• _EXTRACTED INFORMATION_
PR #2307, opened 2019-02-20
Clear the virtualtext on disable

lukas-reineke:
Currently if virtualtext is displayed when ale gets disabled with `ALEDisable` or `ALEDisableBuffer` it does not get cleared.

This PR clears the text.

I didn't write tests, because I don't know how I can test that `nvim_buf_clear_highlight` was called.


w0rp:
Cheers! :beers:

PR #2309, opened 2019-02-21
Fix syntax errors when using eruby with graphql-client gem

technicalpickles:
[graphql-client](https://github.com/github/graphql-client) has this interesting feature where you can do inline
[graphql in ERB](https://github.com/github/graphql-client#rails-erb-integration):

> These <%graphql sections are simply ignored at runtime but make their definitions available through constants. The module namespacing is derived from the .erb's path plus the definition name.

The problem is this isn't actually valid ERB, similar to how Rails has
it's own idiosyncrasies. https://github.com/w0rp/ale/issues/580 covers when this came up for Rails

This adds a gsub similar to Rails, but for the graphql helper, like it
does internally: https://github.com/github/graphql-client/blob/116bb3ea2c2abac13ce9ed95a99d1cf98ccc201e/lib/graphql/client/erubis_enhancer.rb#L17

### DIFF
--- a/ale_linters/eruby/erb.vim
+++ b/ale_linters/eruby/erb.vim
@@ -11,7 +11,10 @@ function! ale_linters#eruby#erb#GetCommand(buffer) abort
     " Rails-flavored eRuby does not comply with the standard as understood by
     " ERB, so we'll have to do some substitution. This does not reduce the
     " effectiveness of the linter—the translated code is still evaluated.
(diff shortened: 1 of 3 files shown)


technicalpickles:
I did a little more manual testing, and it looks like this needs some more work (plus automated tests). This PR works when there aren't syntax errors, but when there are, the line numbers are off by the number of lines of in the graphql query.

w0rp:

PR #2310, opened 2019-02-21
Detect notes in mypy's messages

delphinus:
`mypy` can show some useful advices with the `note` level. But with the default regexp, `note`'s are all ignored. This patch add an option to show them in addition `errors`'s and `warning`'s.

Here's an example. If you write code below,

```python
from typing import cast

def double(value: int) -> int:
    doubled = value * 2
    return cast(int, doubled)
```

`mypy` can warn the redundant `cast`.

```sh
$ mypy --warn-redundant-casts test.py
test.py:6: note: Redundant cast to "int"
```

You can catch this with `let g:ale_python_mypy_detect_notes = 1`.

### DIFF
--- a/test/handler/test_mypy_handler.vader
+++ b/test/handler/test_mypy_handler.vader
@@ -1,7 +1,9 @@
 Before:
   Save g:ale_python_mypy_ignore_invalid_syntax
+  Save g:ale_python_mypy_detect_notes
 
   unlet! g:ale_python_mypy_ignore_invalid_syntax
+  unlet! g:ale_python_mypy_detect_notes
 
   runtime ale_linters/python/mypy.vim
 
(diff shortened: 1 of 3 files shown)


RyanSquared:
Looks nice. I'll check it out tomorrow - haven't used mypy but I have some Python projects filled with linter testing fuel.

test/handler/test_mypy_handler.vader
```diff
@@ -69,6 +71,67 @@ Execute(The mypy handler should parse lines correctly):
...
+  \     'type': 'E',
+  \     'text': 'Argument 1 to "somefunc" has incompatible type "int"; expected "str"'
+  \   },
+  \   {
+  \     'lnum': 14,
+  \     'col': 0,
+  \     'filename': ale#path#Simplify(g:dir . '/another_module/bar.py'),
+  \     'type': 'I',
+  \     'text': 'In module imported here,',
+  \   },
```
w0rp: The notes provide additional information about previous problems, so we should instead include the lines in the `detail` key of the error above instead. Then using `:ALEDetail` or moving your mouse over an error will show you some more information about the error.

w0rp:

PR #2319, opened 2019-02-26
WIP: Add support for textDocument/codeLens

andreypopp:
This adds implementation of `textDocument/codeLens` request.

The result is rendered through neovim's virtualtext API and thus it's only usable with neovim.

codelens

TODO:
- [ ] Tests (I know!)
- [x] Commands to enable/disable/toggle (also per buffer variants)

### DIFF
--- a/autoload/ale.vim
+++ b/autoload/ale.vim
@@ -109,7 +109,10 @@ function! s:Lint(buffer, should_lint_file, timer_id) abort
     \   || (a:should_lint_file && filereadable(expand('#' . a:buffer . ':p')))
 
     call ale#engine#RunLinters(a:buffer, l:linters, l:lint_file)
-    call ale#code_lens#Request(a:buffer)
+
+    if get(g:, 'ale_code_lens_enabled', 0)
+        call ale#code_lens#Request(a:buffer)
+    endif
 endfunction
 
 " (delay, [linting_flag, buffer_number])
--- a/autoload/ale.vim
+++ b/autoload/ale.vim
@@ -109,6 +109,7 @@ function! s:Lint(buffer, should_lint_file, timer_id) abort
     \   || (a:should_lint_file && filereadable(expand('#' . a:buffer . ':p')))
 
     call ale#engine#RunLinters(a:buffer, l:linters, l:lint_file)
+    call ale#code_lens#Request(a:buffer)
 endfunction
 
 " (delay, [linting_flag, buffer_number])
--- a/autoload/ale/code_lens.vim
+++ b/autoload/ale/code_lens.vim
@@ -17,10 +17,10 @@ endfunction
 " TODO: maybe check with exists instead?
 let s:supported = exists('*nvim_buf_set_virtual_text')
 
-let s:enabled = 0
+let g:ale_code_lens_enabled = 0
 
 function! ale#code_lens#Toggle() abort
-    if s:enabled
+    if g:ale_code_lens_enabled
         call ale#code_lens#Disable()
     else
         call ale#code_lens#Enable()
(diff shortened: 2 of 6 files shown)


autoload/ale.vim
```diff
@@ -109,6 +109,7 @@ function! s:Lint(buffer, should_lint_file, timer_id) abort
     \   || (a:should_lint_file && filereadable(expand('#' . a:buffer . ':p')))
 
     call ale#engine#RunLinters(a:buffer, l:linters, l:lint_file)
+    call ale#code_lens#Request(a:buffer)
```
andreypopp: I'm not sure this is the right way — what I need is to make requests in the same cases we do requests diagnostics (also after we synced changed to LSP).

autoload/ale/code_lens.vim
```diff
@@ -0,0 +1,185 @@
...
+function! ale#code_lens#SetMap(map) abort
+    let s:code_lens_map = a:map
+endfunction
+
+function! ale#code_lens#ClearLSPData() abort
+    let s:code_lens_map = {}
+endfunction
+
+" TODO: maybe check with exists instead?
+let s:supported = exists('*nvim_buf_set_virtual_text')
```
andreypopp: You have `has('nvim-0.3.2')` in `virtualtext.vim`, why?

autoload/ale/code_lens.vim
```diff
@@ -0,0 +1,185 @@
...
+    if !ale#code_lens#IsEnabled(a:buffer)
+        return
+    endif
+
+    " Set a flag so we only make one request.
+    call setbufvar(a:buffer, 'ale_code_lens_request_made', 0)
+
+    for l:linter in ale#linter#Get(getbufvar(a:buffer, '&filetype'))
+        if !empty(l:linter.lsp) && l:linter.lsp isnot# 'tsserver'
+            call s:Request(l:linter, a:buffer)
```
andreypopp: This is incorrect now as requests to different LSPs will override each others codelens, I'm not sure though if we need to support the case with multiple LSPs + codelens, thoughts?

autoload/ale.vim
w0rp: Check if the lens feature is enabled before calling functions from `code_lens.vim`, and then the code won't be loaded for users who don't turn the feature on.

andreypopp:
Thanks! Addressed first round of feedback.

autoload/ale/code_lens.vim
w0rp: I can't remember, but I think that was the minimum version requirement due to changes for the functions.

autoload/ale/code_lens.vim
w0rp: You can either combine the results of multiple servers, or ignore responses from other servers. Note that if you choose to ignore responses, you should make a request to all available servers, but keep responses from only one.

autoload/ale.vim
```diff
@@ -109,7 +109,10 @@ function! s:Lint(buffer, should_lint_file, timer_id) abort
     \   || (a:should_lint_file && filereadable(expand('#' . a:buffer . ':p')))
 
     call ale#engine#RunLinters(a:buffer, l:linters, l:lint_file)
-    call ale#code_lens#Request(a:buffer)
+
+    if get(g:, 'ale_code_lens_enabled', 0)
```
w0rp: You might want to use `ale#Var(a:buffer, 'code_lens_enabled)` here, so the code lens feature can be enabled for a single buffer, while it's disabled globally.

andreypopp: That's useful, thank you!

Do you know how we can guarantee codelens request is sent after didChange notification is sent to server?

w0rp: The easiest way would be to always attempt to send a message about the buffer being changed before every codeLens request, and then the check for `b:changedtick` will prevent the message from being sent more than it needs to be.

w0rp:

PR #2323, opened 2019-03-01
Use new cabal exec command

danieltdt:
Cabal [build has changed](https://cabal.readthedocs.io/en/latest/nix-local-build-overview.html).
Using cabal v2.4.0.0, the current command `cabal exec` prints a deprecation warning like this:

```
Warning: The exec command is a part of the legacy v1 style of cabal usage.

Please switch to using either the new project style and the new-exec command
or the legacy v1-exec alias as new-style projects will become the default in
the next version of cabal-install. Please file a bug if you cannot replicate a
working v1- use case with the new-style commands.

For more information, see: https://wiki.haskell.org/Cabal/NewBuild
```

This PR just apply the suggestions from that warning but I think we
should consider expose this command as a configurable variable.


danieltdt:
Cool. I'll check it out and update this PR.

PR #2325, opened 2019-03-02
set correct Rust span end column

JeanMertz:
The Rust compiler returns the first column that is _not_ part of the
current span as `column_end`, while Ale expects `end_col` to signify
the last column of the span.

**Compiler message**

screenshot 2019-03-02 at 16 06 24

**Ale (before)**

screenshot 2019-03-02 at 16 06 06

**Ale (after)**

screenshot 2019-03-02 at 16 12 49


w0rp:
Cheers! :beers:

Issue #2318, opened 2019-02-26
clang-format for nvcc (cuda files)


akshit-sharma:
Clang-format currently works with c and cpp files.

I tried running in the terminal and it also works with cuda files. 

Ale as far as I saw only supports nvcc on cuda files. 
Making clang-format also work with cuda files would be helpful.

akshit-sharma:
Added in #2327.

PR #2327, opened 2019-03-03
clang-format supported with nvcc (cuda files)

akshit-sharma:
Added support for clang-format to be used with nvcc (cuda files). Issue #2318 

Just as ale-cpp-clangformat uses ale-c-clangformat for options. Similarly the ale-cuda-clangformat uses ale-c-clangformat for options.


w0rp:
Cheers! :beers:

PR #2332, opened 2019-03-05
Add lsp_config support for rls

n8henrie:
This is a first draft, based on how it was implemented for pyls. Still needs
tests. My first contribution to a vim project, so I'm still sorting things out.

Currently *not* working with `clippy_preference`, which is the main reason I'm interested in adding the feature.


w0rp:
Cheers! :beers:

PR #2334, opened 2019-03-06
change default action when can't find the root path for go's bingo linter

chenjie199234:
The bingo linter has a bug.
In default,when the FindProjectRoot function can't find the root path in ale_linters/go/bingo.vim,it will return empty,and this will make bingo stop.
This pull request change the default action.When can't find the root path like before,it will not return empty but use current buffer's dir as root path.Then,the bingo can start at anytime.
There is still another problem with bingo linter.
The hint message show's "Token file does not exist..."
I don't known how to do with this.

### DIFF
--- a/ale_linters/go/bingo.vim
+++ b/ale_linters/go/bingo.vim
@@ -17,7 +17,24 @@ function! ale_linters#go#bingo#FindProjectRoot(buffer) abort
         let l:mods = ':h:h'
     endif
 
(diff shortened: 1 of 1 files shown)


w0rp:
I think the root detection here could cause problems for some people. I recommend using the `b:ale_lsp_root` option instead to set the project path appropriately for your projects. See `:help b:ale_lsp_root`.

PR #2337, opened 2019-03-06
make options for credo configurable

### LINKED ISSUE #2335: Make options for credo configurable
Currently in file the [credo linter](https://github.com/w0rp/ale/blob/master/ale_linters/elixir/credo.vim) it is hard coded to use `mix credo suggest --format=flycheck --read-from-stdin %s`.  It would be great if we could set an option like `let ale_elixir_credo_strict_mode=1` this would default to 0 to not change how folks are using credo currently.

This will then give give back additional messages regarding software design (D) and convert it to (I) for ALE to display.
```
test/support/conn_helpers.ex:1:11: R: Modules should have a @moduledoc tag.
test/support/data_case.ex:82:5: D: Nested modules could be aliased at the top of the invoking module.
```
I will look into doing this unless someone beats me to it.  I have very limited knowledge of vim programming, but what a good way to learn.

Thoughts?

adam-e-trepanier:
Add credo --strict option

If a user sets 'let g:ale_elixir_credo_strict=1' it will run credo with    --strict instead of suggest.  The default (0) is to run as suggest.

ToC and doc file updated however I can't seem to get the tests to pass for the ToC, not sure what I am doing wrong.  Any help would be appreciated.

Closes #2335


adam-e-trepanier:
Found this issue.  @w0rp please let me now if you require any changes.

ale_linters/elixir/credo.vim
```diff
@@ -40,8 +40,15 @@ endfunction
...
     let l:project_root = ale#handlers#elixir#FindMixProjectRoot(a:buffer)
 
-    return ale#path#CdString(l:project_root)
-    \ . ' mix help credo && mix credo suggest --format=flycheck --read-from-stdin %s'
+    if get(g:, 'ale_elixir_credo_strict', 0)
+        let l:credo_cmd = ' mix help credo && mix credo --strict --format=flycheck --read-from-stdin %s'
+
+        return ale#path#CdString(l:project_root) . l:credo_cmd
+    else
+        let l:credo_cmd = ' mix help credo && mix credo suggest --format=flycheck --read-from-stdin %s'
```
w0rp: Instead of replacing the whole string, replace just the one part of it we need to change based on the setting. Have a look at some of the other linter files.

adam-e-trepanier: On it.  adding tests also.

adam-e-trepanier: @w0rp Fixed.  Moved option generation to function to return correct value and concat that into the string command.  Also added `tests/command_callback/test_elixir_credo.vader` file.  I had a hell of a time getting it to work as you can see from the commits.  Please let me know if you have suggestions to make it better/correct, first Vader test I have ever written.

w0rp:
Cheers! :beers:

PR #2340, opened 2019-03-07
make `gotype` return all errors

svanharmelen:
When using `gotype` without the `-e` option, it will only output the first 10 errors. When working on a larger package that often means that those 10 errors are in other files then the one that you are currently working on which then seems to indicate that there are no errors.

By adding the `-e` flag, all errors will be returned and shown properly in the file that you are working on.

### DIFF
--- a/ale_linters/go/gotype.vim
+++ b/ale_linters/go/gotype.vim
@@ -6,7 +6,7 @@ function! ale_linters#go#gotype#GetCommand(buffer) abort
         return ''
     endif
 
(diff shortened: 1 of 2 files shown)


svanharmelen:
@w0rp just updated the tests to match the updated command. Sorry for the delay on that!

w0rp:
Cheers! :beers:

Sorry for the delay. I was busy and on holiday.

svanharmelen:
No worries! Thanks 👍

PR #2355, opened 2019-03-12
 Fix parsing the third part of version string 

przepompownia:


przepompownia:
Reason: vint does not work after setting `color: true` in `~/.vintrc` because `ale` cannot add `--no-color` to command line (version `0.3.19` was recognized as `0.3.1`, which is too early to using this option).

w0rp:
Cheers! :beers:

PR #607, opened 2020-12-07
ServoDyn Structural control submodule (formerly TMD)

andrew-platt:
This pull request is ready to merge

This update includes significant contributions from the following people at the Univeristy of Massachusetts in Amherst.

- Matt Lackner (@matthewlackner, lackner@ecs.umass.edu, [https://mie.umass.edu/faculty/matt-lackner](https://mie.umass.edu/faculty/matt-lackner) )
- William LaCava
- Meghan Glade
- Semyung Park

**Feature or improvement description**
The TMD module within ServoDyn has been updated and renamed to Structural Control (StC).  This module is used to simulate tuned mass dampers attached to a wind turbine. This includes the following updates:

- Multiple StC elements at Nacelle, Tower, Blades, and/or floating platform (each StC element is a unique instance of the StC module).
  - Specified within the ServoDyn input file.
  - Blade StC is identical on each blade (one set of blade StC's at applied per StC module instance)
- StC options:
  - Vertical DOF for an StC element
  - Tuned Liquid Column Damper (TLCD) option
  - Force time series input at an StC element
- Updated ServoDyn file parsing and input file passing

**Impacted areas of the software**

- ServoDyn input file format
-Modeling of tuned mass dampers

**To complete before PR**

- [x] Update ServoDyn input files in r-test
- [x] User documentation on StC
- [x] User documentation on ServoDyn

**Test results, if applicable**
Currently no test cases exist for the StC module.

PR #637, opened 2021-01-15
Use default runner and GFortran 10

rafmudaf:
This pull request reconfigures GitHub Actions to use the default GitHub-hosted runner (Ubuntu 20.04) and drops the need to use Docker images with OpenFAST preinstalled. This pull request also updates the GNU baselines with GFortran 10.

None

This primarily impacts the test suite. However, other pull requests will benefit from the improved build time from upgrading the GFortran version. The Docker-dependent pipeline also had a memory limitation when compiling the FAST Library, so that may be fixed here.

The tests pass, but more interesting is the time to completion improvement between this configuration and the previous one: [1h 32m 43s](https://github.com/rafmudaf/openfast/actions/runs/488381720) vs [2h 8m 37s](https://github.com/OpenFAST/openfast/actions/runs/486587421).


andrew-platt:
Thanks! This should also now allow regression tests PR #607 to run in GH actions (memory issues with gcc-7.4).

PR #643, opened 2021-01-20
AD: Support primary input parsing through file and strings

andrew-platt:
This pull request is ready for merging.

This PR changes the method that the AD15 primary input file is handled.  The file is now read into a data structure using the `ProcessComFile`, then parsed using the `ParseVar` commands.  This also allows direct passing of the AD15 primary input file data structure to avoid IO.

Passing of other files in AD15 is not yet enabled.  So those files (FVW, blade files, airfoil tables, etc) are still read.  Similar changes would be required to enable passing those files.  This PR is being submitted now with only the passing of the primary AD15 file so as to not get too far out of sync with the rest of the code base.  The other passing of other files may be added at a later date.

This only affects the handling of the AD15 primary input file.  No other code should be affected, and no test cases should be affected by this change.

This is part of a larger effort of the Integration task within the ATLANTIS-WEIS program.

**Testing**
No additional testing is added with this PR.


ebranlard (approved):
This looks good to me. 320 lines of code less to parse an input file, and the possibility to read to read it from the fileinfo, with better error handling, that's definitely worth it! 

One thing I would consider (for this pull request or another), is that when an input is missing,  provide a link to the user as to where to find the latest format. Maybe the dev branch of  readthedocs api_change (but that might not be easy to read), or the dev-branch of r-test (not ideal neither, but would definitely be up to date). Up to you!

andrew-platt:
Good point.  It can be really hard for an outside user to know where the latest input file is located.  I'm not sure where we would want to point them to.  I wonder if we could get the git hash for the r-test the build was linked to, and maybe a generic location (r-test/dev?) for when it gets compiled without git (we do something similar for the git hash that appears at the startup of OpenFAST).

rafmudaf (approved):
Looks great @andrew-platt good work!

PR #647, opened 2021-01-25
Add ability to turn unsteady aero back on during a simulation

bjonkman:
This pull request allows unsteady aero (UA) to turn back on after it has been turned off. Previously, when the angle of attack exceeded a certain threshold, UA was turned off for that node for the rest of the simulation. The new algorithm blends the steady solution with the unsteady solution; it uses:
- only the **steady** solution for all angles of attack above the `UACutout` value listed in the airfoil file
- only the **unsteady** solution for all angles of attack 5 degrees below `UACutout`
- a (cosine) blend of the steady and unsteady solutions within 5 degrees of `UACutout`

Some other changes included in this PR:
- I updated the UA driver code to output a few more channels and write to the output file inside the UA module instead of separately in BEM, FVW, and UA driver. This means that the `UA_OUTS` preprocessor directive is used only in UA now.
- I tweaked the fix for https://github.com/OpenFAST/openfast/pull/627 so that if there are multiple tables and UA isn't used, there won't be an error if some of the airfoil tables are missing UA data.
- I fixed some minor things to avoid compiler warnings:
  - a missing comma in a TurbSim format statement
  - a 0-based array index in HydroDyn (in unused code)
  - `R8Ki` vs `DbKi` in MAP++ for the double-precision C-Fortran interface
 

none

AeroDyn

```
The following tests FAILED:
	  3 - AWT_YFree_WSt (Failed)
	  7 - AOC_YFree_WTurb (Failed)
	  8 - AOC_YFix_WSt (Failed)
	 12 - WP_VSP_ECD (Failed)
	 13 - WP_VSP_WTurb (Failed)
	 14 - SWRT_YFree_VS_EDG01 (Failed)
```
The failing cases 3, 7, 8, 12, and 14 previously had `Warning: Turning off Unsteady Aerodynamics due to high angle of attack` in their log files (i.e., printed to the console file). After rerunning those cases with additional aerodynamic outputs, I checked that the changes in output were indeed related to the outputs of unsteady aero.

Case 13 had a step or two where the angle of attack exceeded `UAcutout - 5 degrees`, thus slightly changing results for that case. You have to zoom in quite a bit to see differences (if we output at every time step, it might be more noticeable)

Some example plots:
Case 3: AWT
image

Case 7: AOC
image

Case 8: AOC
image

Case 12: WP ECD: This case looks the worst, especially in the acceleration outputs. However, I believe that is a result of the UA model itself, and not the new code. One option would be using a lower `UAcutout` value ; we have also seen that `UAMod=2` seems to give better results in some of these extreme wind cases.
image
image

Case 13: WP
image

Case 14: SWRT
image


jjonkman (approved):
I've discussed this enhancement with Bonnie and I'm generally happy with the approach.  There are some new spikes that show up in these test results, but that is likely because of how the models are set up (likely not very realistically).  The tests could be changed to eliminate these spikes, e.g,. by switching UAMod, changing the UA parameters, or lowering the UACutOut.

ebranlard (approved):
It looks good to me. It'd be nice to merge this soon so that we can push a vortex code release (that will need some merging with this).

PR #648, opened 2021-01-26
OLAF improvements for WEIS

ebranlard:
This pull request is not ready to be merged. 

The following features are included in this pull request:
 - Dynamic stall into OLAF
 - Core radius as a continuous state
 - Additional core radius options (based on chord, or section length)
 - Runge-Kutta 4 time integration scheme
 - Over-cycling improved and supported by Euler1 and RK4
 - Preliminary guidelines documented
 - Possibility to export velocity field on grid/planes/lines/points
 - Placement of vorticity and adjusting core size for tip and root vortex 
 - Bug fixes for exports

The features have been documented in OLAF's documentation. The changes to the input file (gridOutputs) are optional. 

**Related**
Requires #647 and #589

AeroDyn/OLAF

Changes in EllipticalWing test case are negligible and down to numerics. 

**Checklist**
- [x] merge #647
- [x] merge #589
- [x] additional features
- [x] Test case for ElastoDyn 1 blade
- [x] review


modules/aerodyn/src/AirfoilInfo.f90
```diff
@@ -683,7 +657,7 @@ SUBROUTINE ReadAFfile ( AFfile, NumCoefs, InCol_Alfa, InCol_Cl, InCol_Cd, InCol_
                CALL ParseVarWDefault ( FileInfo, CurLine, 'filtCutOff', p%Table(iTable)%UA_BL%filtCutOff, 0.5_ReKi, ErrStat2, ErrMsg2, UnEc )
                   CALL SetErrStat( ErrStat2, ErrMsg2, ErrStat, ErrMsg, RoutineName )
                   
-               p%ColUAf    = NumCoefsTab + 1 ! column for f_st
+               p%ColUAf    = NumCoefsIn + 1 ! column for f_st
```
andrew-platt, line 660: Is this a regression?  We ran into issues with multiple tables and corrected it with PR #627, but this PR seems to be changing it back to the problematic code.

andrew-platt (commented):
This PR may be undoing PR #627.

modules/aerodyn/src/AirfoilInfo.f90
bjonkman: @andrew-platt , this is code from my recent UA pull request #647. I don’t think this is actually changing it back to problematic code. It is just modifying it in a different way. Note that the number of coefficients passed as an argument is no longer intent(out).

andrew-platt: Thanks for the clarification. I'll look at the logic more closely.

Do you know if this code can handle one of the airfoil files containing more tables than the other files?  What I had found in #627 was that the numcoefs wouldn't get reset between the reading of the tables and the array would get overstepped (perhaps my solution actually introduced other issues).

bjonkman: Yes. In the AD input file, you must specify which columns are in (all) the airfoil tables. Each table must include at least those numbers of columns. Those inputs determine the number of columns being read from the file... you could theoretically have more columns in the tables, but they wouldn't be used. When adding the new HGM unsteady aero model, we need to calculate 2 more columns to be interpolated with alpha, but I messed up the logic if there were multiple tables in each file. So now, the number of columns as determined from the AD file (`NumCoefsIn`) is fixed, but then each table in each airfoil file has the number of columns calculated independently (`NumCoefsTab` is either (1) the number from AD or (2) the number from AD + 2). The 3D spline coefficients for each table are now allocated based on the size of the coefficients array instead of the `NumCoefs` variable, so you don't have to do the check that the arrays are the same size later. 

With this method, you do not have to specify UA coefficients for each table unless you are actually using a UA model. (e.g., you could specify UA coefficients for the first table but not the second and it would still run for cases where UA was not used.) I didn't want to have AFI checking UA stuff any more than it needs to, and it's a little clearer to me what that NumCoefs in the calling routine is actually doing if we don't modify it in this subroutine.

modules/aerodyn/src/FVW_VortexTools.f90
```diff
@@ -51,6 +52,127 @@ module FVW_VortexTools
...
+         iTip =n+1
+         iRoot=1
+         EpsTip   = Eps(1,iTip-1)
+         EpsRoot  = Eps(1,iRoot)
+      endif
+   endsubroutine PlaceTipRoot
+
+
+   !> Flatten/ravel a 3D grid of vectors (each of size n)
+   subroutine FlattenValues(GridValues, FlatValues, iHeadP)
```
andrew-platt, line 145: Wouldn't it be possible to use the Fortran intrinsic `reshape` to do what `FlattenValues` and `DeflateValues` do?

```
FlatValues(:,:) = reshape( GridValues, (/ size(gridvalues,1), size(gridvalues,4)*size(gridvalues,3)*size(gridvalues,2) /) )
```
(or something along those lines -- I don't remember the exact syntax)

andrew-platt (approved):
I didn't check through the full logic of the over cycling, but I think I have a rough understanding of how it works.

I also noticed a few `print*` and `save` variables, but as far as I can tell, those are all debug related so they shouldn't pose issues in normal use.

andrew-platt:
We may need to merge r-test/dev into the r-test/f/weis_olaf branch to clear the conflicts there.

modules/aerodyn/src/FVW_VortexTools.f90
ebranlard: From my teaching and experience I've avoided using intrinsic functions for large datasets, some of them are using the stack and fail without reporting errors. I've been told these simple loops are easy for the compiler to optimize. But 
in that case you might be right, and I don't know which one would perform best!!! This function has a little "bonus" that allows me to flatten several grids into one array by calling this function several times for different arrays, changing iHeadP. I'm using this to pack all the control points from all the user-grids into one array that is then sent to the induced velocity function.

andrew-platt:
Oops.  I didn't update the elliptical wing results before merging.  :(

I'll setup a new PR for that update.

ebranlard:
I should have updated them in:
    https://github.com/OpenFAST/r-test/tree/f/weis_olaf
For linux..

andrew-platt:
I see the updates for the linux-gnu results there, but not for the other 3. Do you have some updates for the intel ones that didn't get pushed?  I can handle the macos-gnu one.

andrew-platt:
Issue #742 may be related to the missing updates for the Windows baselines for the EllipticalWing regression test.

• _TASK TO CARRY OUT_
Look above for the line holding "it's own idiosyncrasies.", then set down exactly that line and every line after it up to and including the line holding "Detect notes in mypy's messages", with nothing else.

• _EXERCISE RESULT_
it's own idiosyncrasies. https://github.com/w0rp/ale/issues/580 covers when this came up for Rails

This adds a gsub similar to Rails, but for the graphql helper, like it
does internally: https://github.com/github/graphql-client/blob/116bb3ea2c2abac13ce9ed95a99d1cf98ccc201e/lib/graphql/client/erubis_enhancer.rb#L17

### DIFF
--- a/ale_linters/eruby/erb.vim
+++ b/ale_linters/eruby/erb.vim
@@ -11,7 +11,10 @@ function! ale_linters#eruby#erb#GetCommand(buffer) abort
     " Rails-flavored eRuby does not comply with the standard as understood by
     " ERB, so we'll have to do some substitution. This does not reduce the
     " effectiveness of the linter—the translated code is still evaluated.
(diff shortened: 1 of 3 files shown)


technicalpickles:
I did a little more manual testing, and it looks like this needs some more work (plus automated tests). This PR works when there aren't syntax errors, but when there are, the line numbers are off by the number of lines of in the graphql query.

w0rp:

PR #2310, opened 2019-02-21
Detect notes in mypy's messages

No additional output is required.